Not all constructionist approaches are the same, and a basic distinction has been made between ‘strong’ and ‘weak’ forms, a distinction lifted from SSK. However, recently this distinction has been reframed as a contrast between ‘strict’ and ‘contextual’ constructionism, which appears to be more neutral. Strict constructionists argue that neither nature nor society presents itself in unmediated form. All phenomena are accessible only through human concepts and theories, and these are open to change – sometimes quite radical change. Strict constructionists are a small minority of constructionists. The vast majority of constructionist studies are happy to acknowledge that there is a reality that is external to sociologists’ discourse, but what is at issue is how we gain access to it. Contextual constructionists have much to say about social and environmental problems and the claims that social groups make about them, pointing out that what cannot be accepted at face value is the existing hierarchy of social problems. Some problems seem very urgent and in need of attention, but others appear relatively trivial and can be safely ignored. Contextual constructionists take the present ordering of social problems as the starting point. Does this ordering actually reflect the seriousness of society’s problems? Sociology can perform a useful role in investigating the arguments made by ‘claims-makers’ and ‘claimsdeniers’, and sociologists can thereby ensure that all the information needed for a rational evaluation can be put into the public domain.

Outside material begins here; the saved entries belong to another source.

PR #1472, opened 2023-03-27
Clear mortgage and outstanding amount when importing

kosiakkatrina:
- Clear mortgage if it's £0
- Clear outstanding charges if are there any outstanding charges is answered as no

### DIFF
--- a/spec/services/imports/lettings_logs_import_service_spec.rb
+++ b/spec/services/imports/lettings_logs_import_service_spec.rb
@@ -710,7 +710,7 @@ RSpec.describe Imports::LettingsLogsImportService do
 
         expect(lettings_log).not_to be_nil
         expect(lettings_log.tshortfall).to be_nil
-        expect(lettings_log.hbrentshortfall).to eq(2)
+        expect(lettings_log.hbrentshortfall).to be_nil
       end
     end
   end
--- a/spec/services/imports/lettings_logs_import_service_spec.rb
+++ b/spec/services/imports/lettings_logs_import_service_spec.rb
@@ -671,5 +671,47 @@ RSpec.describe Imports::LettingsLogsImportService do
         expect(lettings_log.hhmemb).to eq(1)
       end
     end
+
+    context "when there are no outstanding charges but outstanding amount is given" do
+      let(:lettings_log_id) { "0b4a68df-30cc-474a-93c0-a56ce8fdad3b" }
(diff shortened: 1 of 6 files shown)


spec/services/imports/lettings_logs_import_service_spec.rb
```diff
@@ -671,5 +671,47 @@ def open_file(directory, filename)
...
     end
+
+    context "when there are no outstanding charges but outstanding amount is given" do
+      let(:lettings_log_id) { "0b4a68df-30cc-474a-93c0-a56ce8fdad3b" }
+      let(:lettings_log_file) { open_file(fixture_directory, lettings_log_id) }
+      let(:lettings_log_xml) { Nokogiri::XML(lettings_log_file) }
+
+      before do
+        FormHandler.instance.use_fake_forms!
+        Singleton.__init__(FormHandler)
```
asmega, line 682: minor thing but i'm pretty sure you don't need to reset the instance every time and calling `use_fake_forms!` should be enough to mutate the instance. but you will need to call `use_real_forms!` afterwards as you are already doing so

spec/services/imports/lettings_logs_import_service_spec.rb
```diff
@@ -671,5 +671,47 @@ def open_file(directory, filename)
...
+        lettings_log_xml.at_xpath("//xmlns:Q18d").content = "2"
+        lettings_log_xml.at_xpath("//xmlns:Q18dyes").content = "20"
+        lettings_log_xml.at_xpath("//xmlns:_2cYears").content = ""
+        lettings_log_xml.at_xpath("//xmlns:Inj").content = ""
+        lettings_log_xml.at_xpath("//xmlns:LeftAF").content = ""
+      end
+
+      after do
+        FormHandler.instance.use_real_forms!
+        Singleton.__init__(FormHandler)
```
asmega, line 697: same as above and probably don't need this line

asmega (approved):

spec/services/imports/lettings_logs_import_service_spec.rb
kosiakkatrina: Yeah, I was a bit confused, it didn't work without me resetting it. So `FormHandler.instance.current_lettings_form` worked as expected, but the `FormHandler.instance.get_form("current_lettings")` didn't. Even if I put the content of the `FormHandler.instance.current_lettings_form` in `FormHandler.instance.get_form(name)`, it still didn't return the updated form

PR #1477, opened 2023-03-27
CLDC-2188 If dont know joint tenancy dont validate hhmemb

asmega:
# Context

- https://digital.dclg.gov.uk/jira/browse/CLDC-2188

# Changes

- Fix validation where if don't know if joint tenancy don't validate `hhmemb`
- This fix affects both normal web flow and bulk upload

### DIFF
--- a/app/models/validations/tenancy_validations.rb
+++ b/app/models/validations/tenancy_validations.rb
@@ -42,7 +42,7 @@ module Validations::TenancyValidations
   def validate_joint_tenancy(record)
     return unless record.collection_start_year && record.joint
 
-    if record.hhmemb == 1 && record.joint != 2 && record.collection_start_year >= 2022
+    if record.hhmemb == 1 && record.joint == 1 && record.collection_start_year >= 2022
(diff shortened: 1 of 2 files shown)


app/models/validations/tenancy_validations.rb
```diff
@@ -40,6 +40,7 @@ def validate_other_tenancy_type(record)
   end
 
   def validate_joint_tenancy(record)
+    return if record.joint == 3
```
kosiakkatrina: return unless joint is yes and remove the check for != 2 on line 46?

kosiakkatrina (approved):

app/models/validations/tenancy_validations.rb
asmega: ok i think i get you, i've tweaked

kosiakkatrina: Do we need this return at all now?

asmega: you are correct, removing

kosiakkatrina (approved):

jamesrose (approved):

PR #1478, opened 2023-03-28
Resolve cloud foundry key issue

asmega:
# Context

- Cannot install cloud foundry CLI
- Because https://packages.cloudfoundry.org/debian/cli.cloudfoundry.org.key seems to be blocking curl/wget requests

# Changes

- Cache the above key in version control and use this instead

# Review notes

- Note sure if they is a way to have global environment variables for all workflows which would reduce the duplication
- But this will work for now
- Please feedback if you have a more elegant solution to resolve this issue


asmega:
closing in favour of https://github.com/communitiesuk/submit-social-housing-lettings-and-sales-data/pull/1480

PR #1493, opened 2023-03-30
CLDC-1975 Format money values with 2 decimals

ghost:
- render error messages with 2 decimals
- render input fields with 2 decimals

### DIFF
--- a/app/helpers/money_formatting_helper.rb
+++ b/app/helpers/money_formatting_helper.rb
@@ -1,0 +1,23 @@
+module MoneyFormattingHelper
+  include ActionView::Helpers::NumberHelper
+
+  def format_money_input(log:, question:)
+    value = log[question.id]
+
+    return unless value
+    return value unless question.prefix == "£"
+
+    number_with_precision(
+      value,
+      precision: 2,
+    )
+  end
+
+  def format_as_currency(num_string)
+    number_to_currency(
+      num_string,
+      unit: "£",
+      precision: 2,
+    )
+  end
+end
--- a/app/models/lettings_log.rb
+++ b/app/models/lettings_log.rb
@@ -149,7 +149,7 @@ class LettingsLog < Log
   def weekly_to_value_per_period(field_value)
     num_of_weeks = NUM_OF_WEEKS_FROM_PERIOD[period]
 
-    ((field_value * 52) / num_of_weeks).round(2)
+    sprintf("%.2f", (field_value * 52) / num_of_weeks)
   end
 
   def applicable_income_range
@@ -650,7 +650,7 @@ private
     num_of_weeks = NUM_OF_WEEKS_FROM_PERIOD[period]
     return "" unless value && num_of_weeks
 
-    (value * 52 / num_of_weeks).round(2)
+    sprintf("%.2f", (value * 52 / num_of_weeks))
   end
 
   def fully_wheelchair_accessible?
--- a/app/models/lettings_log.rb
+++ b/app/models/lettings_log.rb
@@ -20,6 +20,7 @@ class LettingsLog < Log
   include DerivedVariables::LettingsLogVariables
   include Validations::DateValidations
   include Validations::FinancialValidations
+  include MoneyFormattingHelper
 
   has_paper_trail
 
@@ -149,7 +150,7 @@ class LettingsLog < Log
   def weekly_to_value_per_period(field_value)
     num_of_weeks = NUM_OF_WEEKS_FROM_PERIOD[period]
 
-    sprintf("%.2f", (field_value * 52) / num_of_weeks)
+    format_as_currency((field_value * 52) / num_of_weeks)
   end
 
   def applicable_income_range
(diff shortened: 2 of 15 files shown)


app/models/lettings_log.rb
```diff
@@ -149,7 +149,7 @@ def weekly_value(field_value)
   def weekly_to_value_per_period(field_value)
     num_of_weeks = NUM_OF_WEEKS_FROM_PERIOD[period]
 
-    ((field_value * 52) / num_of_weeks).round(2)
+    sprintf("%.2f", (field_value * 52) / num_of_weeks)
```
asmega: do you really want to be converting these to strings at this stage?

ghost: I don't see why not, the method is only used in error messages https://github.com/communitiesuk/submit-social-housing-lettings-and-sales-data/blob/345898e599bf631aa4fca21f7a8a224b9e1720e2/app/models/validations/financial_validations.rb#L121

spec/models/validations/financial_validations_spec.rb
```diff
@@ -919,39 +919,39 @@
           record.chcharge = 1001
           financial_validator.validate_care_home_charges(record)
           expect(record.errors["chcharge"])
-            .to include(match I18n.t("validations.financial.carehome.out_of_range", min_chcharge: 10, period: "weekly for 52 weeks", max_chcharge: 1000))
+            .to include("Household rent and other charges must be between 10.00 and 1000.00 if paying weekly for 52 weeks")
```
natdeanlewissoftwire: I think all these messages should have £ signs prefixing all the financial values

ghost: good point!

natdeanlewissoftwire (changes requested):
I know my comment's not strictly to do with your PR but seems worth fixing while we're here, rest of it looks good!

app/models/lettings_log.rb
arfacamble: is this just taking a number and formatting it right?
We have things that do this already I believe
eg `log:format_as_currency` (if using this you could change its parameter from num_string to num)
if that doesn't work for you because you don't want the '£' then you could use rails `number_with_delimeter` or `number_with_precision`

app/helpers/money_input_helper.rb
```diff
@@ -0,0 +1,10 @@
+module MoneyInputHelper
+  def format_money_input(log:, question:)
+    value = log[question.id]
+
+    return unless value
+    return value unless question.prefix == "£"
+
+    sprintf("%.2f", value)
```
arfacamble:
```suggestion
    number_with_precision(value, precision: 2, delimiter: ',')
```

natdeanlewissoftwire: maybe even https://apidock.com/rails/ActionView/Helpers/NumberHelper/number_to_currency

arfacamble: that's the method being used in `log:format_as_currency` but I dunnae think he wants the £ prefix here

ghost: nice, thank you both. Didn't know about these helpers. I've updated the PR to use them @natdeanlewissoftwire @arfacamble

app/helpers/money_formatting_helper.rb
```diff
@@ -0,0 +1,21 @@
...
+    return unless value
+    return value unless question.prefix == "£"
+
+    number_with_precision(
+      value,
+      precision: 2,
+    )
+  end
+
+  def format_as_currency(num_string)
```
arfacamble, line 16: a similar method already exists on `Log` - and precision: 2 is already the default value for that parameter.

app/helpers/money_input_helper.rb
natdeanlewissoftwire: yep, think the unit is optional if you give it ""

app/models/log.rb
```diff
@@ -203,8 +203,4 @@ def reset_location(is_inferred, la_key, is_inferred_key, postcode_key, is_la_kno
     self[is_inferred_key] = false
     self[postcode_key] = nil
   end
-
-  def format_as_currency(num_string)
-    ActionController::Base.helpers.number_to_currency(num_string, unit: "£")
-  end
```
arfacamble, line 207: Oh I see you're removing this. I believe it's being called a couple of times from in the sales log?

natdeanlewissoftwire (approved):
Nice one!

app/helpers/money_formatting_helper.rb
```diff
@@ -0,0 +1,21 @@
...
+    ActionController::Base.helpers.number_to_currency(
```
arfacamble: if this is in a helpers folder, does it definitely need the ActionController::Base.helpers prefix?

app/models/sales_log.rb
```diff
@@ -223,7 +224,7 @@ def postcode_full=(postcode)
   def expected_shared_ownership_deposit_value
     return unless value && equity
 
-    (value * equity / 100).round(2)
+    sprintf("%.2f", (value * equity / 100))
```
arfacamble: wouldn't this also just like to use something from the MoneyForattingHelper rather than sprintf?

app/models/log.rb
ghost: moved to the helper

app/helpers/money_formatting_helper.rb
ghost: was moved from log to here

PR #1497, opened 2023-03-30

asmega:
# Context

- We now let users decide for bulk upload when there are errors whether to re-upload the csv again or create and fix inline

# Changes

- New mini journey if we can't create logs and there are errors let user decide how to fix these errors
- For performance we create the logs ahead of time where we can. these logs are not visible
- to handle this `default_scope` added to `LettingsLog`

# Screenshots

## Landing page from email

## Confirm action


app/models/lettings_log.rb
```diff
@@ -21,6 +21,8 @@ class LettingsLog < Log
   include Validations::DateValidations
   include Validations::FinancialValidations
 
+  default_scope { where(visible: true) }
```
jamesrose, line 24: This probably worth a discussion! 😬 

I'm generally not of default_scope because it impacts initialization amongst other funky things. e.g. 

```ruby
LettingsLog.new.visible # => true

scheme = Scheme.last
scheme.lettings_logs.destroy_all # Only deletes visible logs
```

Thoughts?

jamesrose: Did you consider adding another state to `Log#status` that is before `not_started` ?

asmega: > I'm generally not of default_scope because it impacts initialization amongst other funky things

Yeah i already considered this and not also not a fan of `default_scope`. the alternative is to add explicitly add the scope `visible` to pretty much every existing AR thing that involves lettings logs. Thats the only alternative i can think of.

asmega: > Did you consider adding another state to `Log#status` that is before `not_started`?

I can have a look at this but would expect it would be a similar issue?

jamesrose: I don't think it will be too difficult. Searching for `lettings_logs.*` and `LettingsLog.` doesn't yield that many results. I suggested using `status` because it's more likely you won't have to make as any many changes, because some places scope out `in_progress` or `completed` specifically.

jamesrose: But yeah, I think `default_scope` is more trouble than it's worth.

asmega:
Closing this in favour of https://github.com/communitiesuk/submit-social-housing-lettings-and-sales-data/pull/1503 which has the `default_scope` removed and using a new `status` of `pending` instead

PR #1506, opened 2023-04-03
Fix collection year shift issues

kosiakkatrina:
The options were 2023/24 and 2024/25 - possibly for testing reasons. This sets them back to 2022/23 and 2023/24
Sales options are correct
Reset routes after reinitialising the FormHandler to fix the tests, because the routes are dynamically created from form pages. Different years have different form pages and therefore different routes. They need to be set depending on the forms we're using in specific tests.

xit out 2 tests that are/will be addressed separately.
Schemes test to be fixed as part of CLDC-1687 
Collection window close date to be fixed as part of CLDC-2240


jamesrose (approved):

app/models/scheme.rb
```diff
@@ -219,7 +219,11 @@ def validate_owning_organisation
   end
 
   def available_from
```
arfacamble, line 221: there might be a more succinct way of writing this, see https://github.com/communitiesuk/submit-social-housing-lettings-and-sales-data/pull/1396/files#diff-21a9bef9fe959a51cb7dc2afeb12b6ebafa4b89436172a40997c48f5d44e7813

quite possibly not though since we're anchoring everything at created_at

PR #1507, opened 2023-04-03
CLDC-1852 add weekly rent period and reorder options

arfacamble:
https://digital.dclg.gov.uk/jira/browse/CLDC-1852

1. add in a new option for the period question and reorder existing answer options
2. ensure that the lettings log calculates values correctly that relate to the period

|image
|-

|image
|-

### DIFF
--- a/app/models/form/lettings/pages/rent_weekly.rb
+++ b/app/models/form/lettings/pages/rent_weekly.rb
@@ -4,30 +4,8 @@ class Form::Lettings::Pages::RentWeekly < ::Form::Page
     @id = "rent_weekly"
     @header = "Household rent and charges"
     @depends_on = [
-      { "period" => 1, "household_charge" => 0, "is_carehome" => 0 },
-      { "period" => 1, "household_charge" => nil, "is_carehome" => 0 },
-      { "period" => 5, "household_charge" => 0, "is_carehome" => 0 },
-      { "period" => 5, "household_charge" => nil, "is_carehome" => 0 },
-      { "period" => 6, "household_charge" => 0, "is_carehome" => 0 },
-      { "period" => 6, "household_charge" => nil, "is_carehome" => 0 },
-      { "period" => 7, "household_charge" => 0, "is_carehome" => 0 },
-      { "period" => 7, "household_charge" => nil, "is_carehome" => 0 },
-      { "period" => 8, "household_charge" => 0, "is_carehome" => 0 },
-      { "period" => 8, "household_charge" => nil, "is_carehome" => 0 },
-      { "period" => 9, "household_charge" => 0, "is_carehome" => 0 },
-      { "period" => 9, "household_charge" => nil, "is_carehome" => 0 },
-      { "period" => 1, "household_charge" => 0, "is_carehome" => nil },
-      { "period" => 1, "household_charge" => nil, "is_carehome" => nil },
-      { "period" => 5, "household_charge" => 0, "is_carehome" => nil },
-      { "period" => 5, "household_charge" => nil, "is_carehome" => nil },
-      { "period" => 6, "household_charge" => 0, "is_carehome" => nil },
-      { "period" => 6, "household_charge" => nil, "is_carehome" => nil },
-      { "period" => 7, "household_charge" => 0, "is_carehome" => nil },
-      { "period" => 7, "household_charge" => nil, "is_carehome" => nil },
-      { "period" => 8, "household_charge" => 0, "is_carehome" => nil },
-      { "period" => 8, "household_charge" => nil, "is_carehome" => nil },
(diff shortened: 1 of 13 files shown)


SamSeed-Softwire (commented):
The stuff you've written all looks fine.

Are there other places in the codebase however which need to reference the new answer option? E.g. the following look like they might need it:
- `app/models/form/lettings/pages/care_home_weekly.rb`
- `app/models/form/lettings/pages/rent_weekly.rb`
- `app/models/form/lettings/questions/tshortfall.rb`
- `config/forms/2022_2023.json`, assuming it's relevant to 22/23

Is it worth adding some tests for the new answer option in `spec/models/lettings_log_spec.rb` as well?

arfacamble:
> The stuff you've written all looks fine.
> 
> Are there other places in the codebase however which need to reference the new answer option? E.g. the following look like they might need it:
> 
> * `app/models/form/lettings/pages/care_home_weekly.rb`
> * `app/models/form/lettings/pages/rent_weekly.rb`
> * `app/models/form/lettings/questions/tshortfall.rb`
> * `config/forms/2022_2023.json`, assuming it's relevant to 22/23
> 
> Is it worth adding some tests for the new answer option in `spec/models/lettings_log_spec.rb` as well?

great catch

app/models/lettings_log.rb
```diff
@@ -379,6 +379,10 @@ def receives_uc_with_housing_element_excl_housing_benefit?
     hb == 6
   end
 
+  def receives_any_housing_benefit?
```
SamSeed-Softwire: Could this new method also be used to refactor `receives_housing_related_benefits?`? Or did you even need to create this method and could you have just used `receives_housing_related_benefits?` instead?

spec/fixtures/forms/2021_2022.json
SamSeed-Softwire, line 1: Is the new answer option necessary here, given this file is for 2021/22?

app/models/form/lettings/pages/rent_weekly.rb
```diff
@@ -4,30 +4,8 @@ def initialize(id, hsh, subsection)
...
-      { "period" => 5, "household_charge" => nil, "is_carehome" => nil },
-      { "period" => 6, "household_charge" => 0, "is_carehome" => nil },
-      { "period" => 6, "household_charge" => nil, "is_carehome" => nil },
-      { "period" => 7, "household_charge" => 0, "is_carehome" => nil },
-      { "period" => 7, "household_charge" => nil, "is_carehome" => nil },
-      { "period" => 8, "household_charge" => 0, "is_carehome" => nil },
-      { "period" => 8, "household_charge" => nil, "is_carehome" => nil },
-      { "period" => 9, "household_charge" => 0, "is_carehome" => nil },
-      { "period" => 9, "household_charge" => nil, "is_carehome" => nil },
+      { "rent_and_charges_paid_weekly?" => true, "household_charge" => 0, "is_carehome?" => false },
```
SamSeed-Softwire, line 7: There are various other places that `"is_carehome" => nil or 0` could be replaced with `"is_carehome?" => false`, for example in `app/models/form/lettings/pages/rent_4_weekly.rb`. I'd recommend either doing that as part of this ticket, or raising a new tech debt ticket.

spec/fixtures/forms/2021_2022.json
arfacamble: this is a test fixture. If I don't put it here I have to rewrite the whole lettings_log_spec and that would really stretch the scope of this ticket!

app/models/lettings_log.rb
arfacamble: just use that! good catch

app/models/form/lettings/pages/rent_weekly.rb
arfacamble: Not sure, I don't want to change half the conditions in rent_4_weekly, so then I change them all with some new methods, and then I have to search to for everywhere that household_charge is nil or 0 and everywhere period is 3 and then write new methods for the other conditions in those depends on, and so on and so on.
Where do I cut the scope of the ticket off?

arfacamble: ok I relented on this in a big way

spec/fixtures/forms/2021_2022.json
SamSeed-Softwire: Ah gotcha

app/models/form/lettings/pages/rent_weekly.rb
SamSeed-Softwire: > ok I relented on this in a big way

What do you mean?

arfacamble: I made the changes

SamSeed-Softwire (approved):
The time has come!

PR #1508, opened 2023-04-03
CLDC-1856 Add housing question flow validation

ghost:
https://digital.dclg.gov.uk/jira/browse/CLDC-1856

Trigger a validation when selecting an invalid combination of user needs (user said that there are housing needs but no user need was selected in follow up questions)

record.housingneeds == 1 && record.housingneeds_type == 3 && record.housingneeds_other&.zero?

Don't think we need to test all possible answers to these questions because they're too many and should be covered by other validation tests

### DIFF
--- a/app/models/validations/household_validations.rb
+++ b/app/models/validations/household_validations.rb
@@ -121,6 +121,14 @@ module Validations::HouseholdValidations
     end
   end
 
+  def validate_housing_needs(record)
+    if record.housingneeds == 1 && record.housingneeds_type == 3 && record.housingneeds_other&.zero?
+      record.errors.add :housingneeds, I18n.t("validations.household.housingneeds.invalid")
+      record.errors.add :housingneeds_type, I18n.t("validations.household.housingneeds.invalid")
+      record.errors.add :housingneeds_other, I18n.t("validations.household.housingneeds.invalid")
+    end
+  end
+
 private
 
   def household_no_illness?(record)
--- a/app/models/validations/household_validations.rb
+++ b/app/models/validations/household_validations.rb
@@ -121,7 +121,7 @@ module Validations::HouseholdValidations
     end
   end
 
-  def validate_housing_needs(record)
+  def validate_combination_of_housing_needs_responses(record)
     if record.housingneeds == 1 && record.housingneeds_type == 3 && record.housingneeds_other&.zero?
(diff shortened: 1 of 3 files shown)


asmega (approved):

spec/models/validations/household_validations_spec.rb
```diff
@@ -637,4 +637,20 @@
...
+
+      household_validator.validate_housing_needs(record)
+
+      error_message = ["If somebody in the household has disabled access needs, they must have the access needs listed, or other access needs"]
+
+      expect(record.errors["housingneeds"]).to eq(error_message)
+      expect(record.errors["housingneeds_type"]).to eq(error_message)
+      expect(record.errors["housingneeds_other"]).to eq(error_message)
+    end
+  end
```
arfacamble, line 655: can the name of the test be written in english not obscure codes, I don't know off the top of my head what housingneeds == 1 means in terms of what the user answered
and slight pickiness error_message should be a string and the expects can be `to include error_message`

app/models/validations/household_validations.rb
```diff
@@ -121,6 +121,14 @@ def validate_layear(record)
     end
   end
 
+  def validate_housing_needs(record)
+    if record.housingneeds == 1 && record.housingneeds_type == 3 && record.housingneeds_other&.zero?
+      record.errors.add :housingneeds, I18n.t("validations.household.housingneeds.invalid")
+      record.errors.add :housingneeds_type, I18n.t("validations.household.housingneeds.invalid")
+      record.errors.add :housingneeds_other, I18n.t("validations.household.housingneeds.invalid")
+    end
+  end
```
arfacamble, line 130: my preference also in these validations is to have methods on the log class that make these codes human readable.
I don't know what these codes represent without going and checking elsewhere

arfacamble (dismissed):
comments in line

spec/models/validations/household_validations_spec.rb
ghost: I personally find more confusing to read the english translation of those codes, I've amended the copy to include both

> slight pickiness error_message should be a string and the expects can be to include error_message

this isn't equivalent to what I have right now. I do want to check that there's a single error under that key and testing for inclusion won't cover that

A good example of how constructionists work is Hannigan’s (2014) study of the environmental problem of biodiversity loss, which rose rapidly to prominence in the 1980s. Biodiversity loss had been known about since at least 1911, evidenced by numerous legislative attempts to protect threatened birds and animals. But no international institutions existed to give such concerns a political focus. What changed in the 1980s was the involvement of multinational business looking to patent genetic resources – such as species within rainforests – the creation of a new ‘crisis’ discipline of conservation biology, the establishment of a United Nations infrastructure that gave the necessary political focus, and a raft of legislation to preserve species. In short, a much more effective range of ‘claims-makers’ had an interest in making this demand, and their combination brought the subject to the top of the environmental problems agenda. Of course, there were also some claims-deniers, but on this occasion the claims-makers proved too strong and well organized. Only a constructionist account which pays attention to the historical construction of this claim is able to show clearly how and why it was successful.
Critical Points
Interesting though many constructionist accounts may be, critics object to their ‘agnosticism’. Hannigan’s study of biodiversity, for instance, is missing something important. Is biodiversity loss an increasingly serious social and environmental problem? This question is not addressed and cannot be addressed by social constructionism. To do this we need the expert knowledge of biologists, natural historians and environmental scientists. Very few sociologists have the expert knowledge required to engage in detailed debates about biodiversity or many other problems. For some, such as critical realists, without including this expertise in the analysis, sociology gets reduced to a series of discourse studies looking at statements, documents and texts without ever getting to the bottom of the real issue at hand.